WORK TASK: Transcribe verbatim the span of lines that opens with the line containing "northwestwitch: Ok, let's" and closes with the last line of the data below.
******************************
PR #2553, opened 2021-04-19
Deploy docs action

dnil:
This PR adds a functionality: auto deploy docs on release

**How to test**:
1. how to test it: release a release and check that the docs are updated (or test by moving it to trigger on push once if it looks good to the reviewer?)

**Expected outcome**:

**Review:**
- [ ] code approved by
- [ ] tests executed by

### DIFF
--- a/.github/workflows/build_and_publish.yml
+++ b/.github/workflows/build_and_publish.yml
@@ -59,13 +59,14 @@ jobs:
    name: Deploy Docs to GitHubIO
    runs-on: ubuntu-latest
    steps:
-    - name: Checkout main
+    - name: Checkout repo
       uses: actions/checkout@v2
+    - name: Setup environment for docs deployment
+      uses: actions/setup-python@v2
+      with:
+        python-version: 3.x
+    - name: Install mkdocs
+      run: pip install mkdocs-material
+    - name: Deploy documentation
+      run: mkdocs gh-deploy --force
 
-    - name: Deploy docs
-      uses: mhausenblas/mkdocs-deploy-gh-pages@master
-       # Or use mhausenblas/mkdocs-deploy-gh-pages@nomaterial to build without the mkdocs-material theme
-      env:
-       GITHUB_TOKEN: ${{ secrets.github_token }}
-       CONFIG_FILE: mkdocs.yml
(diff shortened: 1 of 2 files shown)


.github/workflows/build_and_publish.yml
```diff
@@ -55,3 +55,17 @@ jobs:
...
 
+ deploy-docs:
+   name: Deploy Docs to GitHubIO
+   runs-on: ubuntu-latest
+   steps:
+    - name: Checkout main
+      uses: actions/checkout@v2
+
+    - name: Deploy docs
+      uses: mhausenblas/mkdocs-deploy-gh-pages@master
```
northwestwitch, line 66: The sh file runned by this action looks quite complicated. I wonder if it wouldn't be easier to just run the usual commands as "run" in here instead. But fine if it works!

northwestwitch (approved):
Hard to test unless we deploy. I think it looks harmless enough to merge. Good to have an action to update the docs! 👍

dnil:
> Hard to test unless we release. I think it looks harmless enough to merge. Good to have an action to update the docs! 👍 

Yes, perhaps not as bad as some other similar ones for pdf as well. Do you have a good trick for uploading though - the regular gh-deploy doesn't take a GitHub.secret does it?

northwestwitch:
> Yes, perhaps not as bad as some other similar ones for pdf as well. Do you have a good trick for uploading though - the regular gh-deploy doesn't take a GitHub.secret does it?

if you have a secret already set I think you're good, check here: https://squidfunk.github.io/mkdocs-material/publishing-your-site/

dnil:
> > Yes, perhaps not as bad as some other similar ones for pdf as well. Do you have a good trick for uploading though - the regular gh-deploy doesn't take a GitHub.secret does it?
> 
> if you have a secret already set I think you're good, check here: https://squidfunk.github.io/mkdocs-material/publishing-your-site/

Lets try - that would be super nice! I still have a nagging feeling you would have to do what the mhausenblas script does to pass the token indirectly to MkDocs via setting it on the remote repo. But lets see, perhaps there is some good behind the scenes automagic that will set it for us!

PR #2559, opened 2021-04-21
Add dimissed compound info

northwestwitch:
OR

**How to test**:

**Expected outcome**:

**Review:**
- [ ] code approved by
- [ ] tests executed by


northwestwitch:
Seriously @moonso ??? 😩 

image

northwestwitch:
@moonso very good to know which dependencies we should checked!
But for some of them, like weasyprint, we already know that they're older than my granpa, and they should be kept to have the case general report working as it should. Current situation is that that test will always fail, which is very annoying. Isn't there a way to pass the test with warning messages only?

northwestwitch:
@moedarrah @JessicaHillert this one

northwestwitch:
Mark this PR as ready for review when you are done, so someone reviews!

scout/server/blueprints/variants/controllers.py
```diff
@@ -300,11 +300,10 @@ def parse_variant(
     has_changed = False
     compounds = variant_obj.get("compounds", [])
     if compounds and get_compounds:
-        # Check if we need to add compound information
-        # If it is the first time the case is viewed we fill in some compound information
-        if "not_loaded" not in compounds[0]:
```
northwestwitch, line 305: This change is likely to slow down the loading of the variants page. This is because before update_variant_compounds was called just once if the not_loaded key wasn't present in compound dict. Now it is called every time a variants page is loaded. The thing is you can'y know a priory if the compound is dismissed, or if the dismissed status has changed since last time you were on variantS page. 

We should test it on stage and see how much slower it gets. Any other solution is welcome @dnil

dnil: Testing is good. Without profiling, it does seem a bit overkill to have the compounds be re-added each time the page is loaded. Perhaps add like a populate_compounds to the controller instead that just quickly fills the relevant data based on existing compound variant ids rather than always going to the case load version? Im fairly sure that one was intended as a one-off.. The dismiss status may have changed, but the gene symbol and compound variant id would still be the same.

If we index the events collection we can go that way instead as well. There will just be a handful of dismiss events for each case, and anyway we know the variant id from the compound already..

northwestwitch: Yes, I like the second solution better, with the events should be faster! I'll fix this branch accordingly. Brilliant! 👍

scout/adapter/mongo/event.py
```diff
@@ -203,7 +203,6 @@ def add_phenotype(
             else:
                 raise ValueError("Must supply either hpo or omim term")
         except ValueError as ex:
-            ## TODO Should ve raise a more proper exception here?
```
dnil, line 193: Yes, never leave a TODO for codefactor... 😅

northwestwitch: Coveralls is still down! If it wasn't for the security breach of few days ago I'd be tempted to switch to codecov.. I like it quite much!

northwestwitch: Perhaps it is Coveralls that is breached now? 😆

dnil: Yes.. Their status was still green, but the queue-time graph peaks so I guess it is real.

dnil: I don't mind switching - while I'm kind of used to coveralls, if you think codecov is better.. 👍🏻
But let's not do both.

northwestwitch: I think we have more urgent stuff to fix. But it might be a valid alternative if Coveralls keeps having problems

dnil: We were fairly lucky to get the release out on time, before whatever hit codecov went here:
Screenshot 2021-04-26 at 16 44 21
Maybe someone was finally fed up with having to write another test? 😉

dnil: Hm, yes, actually sounds like a new Solarwind. Maybe they actually did both at the same time, only Coveralls reacted a little slower.

northwestwitch: Indeed!

northwestwitch:
I've changed the python code of this one to use the events to collect the list of dismissed variants for a case, to be compared with with the compounds later in controllers. It took some more code then the first version, but now it won't be updating the compounds every time the variants page is loaded. Could you review when you have time @dnil?

northwestwitch:
Oh no, this has a conflict now. I'll fix it!

dnil (commented):
Ehrm, but now it broke, didn't it? Or do you see it working locally somehow? 😊

dnil:
> Ehrm, but now it broke, didn't it? Or do you see it working locally somehow? 😊

Sorry, my bad - old branch running. 🙄

northwestwitch:
> Ehrm, but now it broke, didn't it? Or do you see it working locally someh

Haven't tested after merging the conflict. could be that. I'll check!

northwestwitch:
> > Ehrm, but now it broke, didn't it? Or do you see it working locally somehow? 😊
> 
> Sorry, my bad - old branch running. 🙄

Ah OK!

dnil:
> > Sorry, my bad - old branch running. 🙄
> 
> Ah OK!

I juggled two different installations while comparing changes to the cancer variantS branch, and forgot to switch the install back..

scout/adapter/mongo/event.py
```diff
@@ -155,6 +155,19 @@ def events(
...
+        """Return events with a specific verb for a case of an institute
+        Args:
+          institute (dict): an institute id
+          case (dict): a case id
+          verb (dict): an event action verb, example: "dismiss_variant"
+
+        Returns:
+            pymongo.Cursor: Query results
+        """
+        query = {"institute": institute["_id"], "case": case["_id"], "verb": verb}
```
dnil, line 168: We should include category here for two reasons: 1) it will generally keep the number of hits down - no reason to search different categories for dismiss here at least, 2) there is already an index on events for category-verb, which will buy some speedup at least. Also consider adding a very specific index for this query. It will have quite a use count, and events are collecting quickly - not as fast as variants obviously, but still many per case.

scout/server/blueprints/variants/controllers.py
```diff
@@ -270,8 +287,39 @@ def get_manual_assessments(variant_obj):
     return assessments
 
 
+def compounds_need_updating(compounds, dismissed):
```
dnil, line 290: 👍

scout/server/blueprints/variants/controllers.py
dnil: Good compromise!

dnil (approved):
Works really well locally! I think for the long haul we should at least use, and better yet add at least one more index to events.

scout/adapter/mongo/event.py
northwestwitch: Good idea! I've included the category in the query now.

There exist already these 2 indexes for the events collection:

"event": [
        IndexModel([("category", ASCENDING), ("verb", ASCENDING)], name="category_verb"),
        IndexModel([("variant_id", ASCENDING)], name="variant_id"),
    ],

I'm not very skilled with indexes, something like this?
IndexModel([("institute", ASCENDING), ("case", ASCENDING), ("category":ASCENDING), ("verb", ASCENDING)], name="case_verb"),

dnil: Yes like so! We could also try with just the added category as it will hit one of the indices you listed, and add your full suggestion to that old index-overhaul branch. I'll brush that branch up any week now, since we got a nice new contribution to the cancer variantS view, but I don't think we should merge until around when we can accept some downtime/slowness for rebuilding.

northwestwitch: Ok, let's do that instead. Merging this one, thanks for the review!

PR #2560, opened 2021-04-22
/api/v1/genes queries all genome builds by default

mhkc:
This PR fixes a bug where the user could not search for genes from grch38 in `/genes`

**How to test**:
1. goto `/genes`
2. search for "NOTCH2NLA" (in grch37 and 38)
3. search for "NOTCH2NLC" (in grch38)

**Expected outcome**:
- Genes should be found regardless of genome build
- Should only show one hit per gene, regardless if a gene is present in multiple genome builds

**Review:**
- [x] code approved by
- [x] tests executed by

### DIFF
--- a/scout/adapter/mongo/hgnc.py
******************************
PROBLEM SOLUTION:
northwestwitch: Ok, let's do that instead. Merging this one, thanks for the review!

PR #2560, opened 2021-04-22
/api/v1/genes queries all genome builds by default

mhkc:
This PR fixes a bug where the user could not search for genes from grch38 in `/genes`

**How to test**:
1. goto `/genes`
2. search for "NOTCH2NLA" (in grch37 and 38)
3. search for "NOTCH2NLC" (in grch38)

**Expected outcome**:
- Genes should be found regardless of genome build
- Should only show one hit per gene, regardless if a gene is present in multiple genome builds

**Review:**
- [x] code approved by
- [x] tests executed by

### DIFF
--- a/scout/adapter/mongo/hgnc.py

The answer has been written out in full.